Falling commence avec le jeune Willis Peterson (Sverrir Gudnason) qui ramène sa femme Gwen (Hannah Gross) et le nouveau-né John à sa ferme près de la petite ville de Boonville dans le nord de l’État de New York. En privé, alors qu’il regarde Gwen endormie dans la voiture et que John gargouille à côté d’elle, Willis sourit avec un amour visible, mais alors à l’intérieur de la maison, avec Gwen allant chercher de l’eau et une nouvelle couche dans une autre pièce, Willis se penche sur son petit fils et murmure : « Je suis désolé de t’avoir mis au monde pour que tu meurs ». C’est un commentaire étrange, peut-être même évocateur d’une certaine pathologie, et loin de l’affection plus directe que Willis avait exprimée quelques instants plus tôt. Comme pour illustrer cette étrange proximité de la jeunesse à la mort que les mots de Willis mentionne, le film coupe à un avion de passagers dans lequel Willis, maintenant un vieil homme avec la démence (joué par Lance Henriksen), voyage avec l’adulte John (Viggo Mortensen, également auteur, réalisateur, producteur et compositeur du film). Alors que dans la scène précédente Willis aidait Gwen à changer la couche de John, John aide maintenant son père déconcerté et pugnace aux toilettes de bord, dans un renversement évident des rôles. Ces sauts dans le temps, de nos jours aux années 1960 et 1970, sont ce qui donne son titre au film, alors que Willis se glisse fréquemment dans des souvenirs fragmentés du passé, et que John lutte pour trouver quelque chose à chérir dans l’histoire dysfonctionnelle de sa famille.

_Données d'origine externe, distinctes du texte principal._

PR #389, opened 2023-01-24
UniProt typo and alphabet initialization for export

DaniDelHoyo:
When the sequence object is initialized, if no alphabet is defined it is set as None, but this breaks the construction of the SequenceHandler. We should either initialize the Alphabet to some value when creating the Sequence object if not provided or at least do not use the None for SequenceHandler.

### DIFF
--- a/pwem/convert/sequence.py
+++ b/pwem/convert/sequence.py
@@ -162,13 +162,13 @@ class SequenceHandler:
         error = ""
         if dataBase is None:
             if self.isAminoacid:
-                dataBase = 'UnitProt'
+                dataBase = 'UniProt'
             else:
                 dataBase = 'GeneBank'
 
         while counter <= retries:  # retry up to 5 times if server busy
             try:
-                if dataBase == 'UnitProt':
+                if dataBase == 'UniProt':
                     url = "http://www.uniprot.org/uniprot/%s.xml"
                     format = "uniprot-xml"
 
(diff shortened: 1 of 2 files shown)


rmarabini:
Hi @DaniDelHoyo,

I would prefer your second option that is, check if iUPACAlphabet is None in SequenceHandler constructor

could you check if adding "or iUPACAlphabet is None"  solves your problem?

```
class SequenceHandler:
    def __init__(self, sequence=None,
                 iUPACAlphabet=Alphabet.DUMMY_ALPHABET):
        ###if iUPACAlphabet == Alphabet.DUMMY_ALPHABET:  ### OLD LINE
        if iUPACAlphabet == Alphabet.DUMMY_ALPHABET or iUPACAlphabet is None:  ### NEW LINE
            self.isAminoacid = None
        else:      
            self.isAminoacid =  (iUPACAlphabet <   Alphabet.AMBIGOUS_DNA_ALPHABET)
```

    Thanks

DaniDelHoyo:
It does solve the problem yet. This is what you asked for right?

rmarabini (approved):

rmarabini:
Hi @DaniDelHoyo and @pconesa 

   This pull request is OK with me I do not merge it in devel branch  because I think Pablo should have  the last word.

DaniDelHoyo:
Can we merge this then @pconesa ?

DaniDelHoyo:
actually not, I just realized it fails somewhere else too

Willis s’envole avec son fils pour Los Angeles, où il envisage sans enthousiasme d’acheter un appartement plus près de John et de la sœur de John, Sarah (Laura Linney). Sarah a maintenant un fils et une fille, tandis que John et son mari Eric (Terry Chen) ont une fille adoptive, Monica (Gabby Velis). Ce clan étendu du XXIe siècle représente un mélange libéral de races et de sexualités – et Willis raciste, misogyne et homophobe les teste tous, même si des flashbacks révèlent que sa toxicité répulsive n’est pas simplement un symptôme de sa démence. Cela a caractérisé une vie passée à constamment chasser une femme après l’autre, et à séparer ses propres enfants. Même maintenant, alors qu’il approche de sa fin, cet homme acariâtre aliène tout le monde avec ses insultes grossières, ses fantasmes loufoques et ses diatribes agressives. Toujours un râleur égocentrique, Willis est maintenant comme cet oncle embarrassant et lubrique qui sort du bois une fois par an aux réunions de famille, au grand dam de tous. John et Sarah veulent tous deux faire de leur mieux pour Willis dans ses années d’automne, même s’il fait tout son possible pour les offenser, les humilier et les déconcerter. Alors que le déclin de Willis, une autre connotation du titre du film, devient de plus en plus prononcé, Falling se transforme en résumé chronologique d’une vie, sans jamais céder la place au sentimentalisme. Dans une scène, Monica discute avec sa famille des derniers mots que les gens prononcent avant de mourir, des mots qui servent idéalement de résumé significatif des expériences et des sagesses acquises au cours des dernières décennies. Sans se gâter, disons que les derniers mots de Willis, tout en encapsulant certainement l’essence de son caractère, sont banals et pathétiques, et sa dernière expression d’amour est à la fois priapique, illusoire et entièrement privée.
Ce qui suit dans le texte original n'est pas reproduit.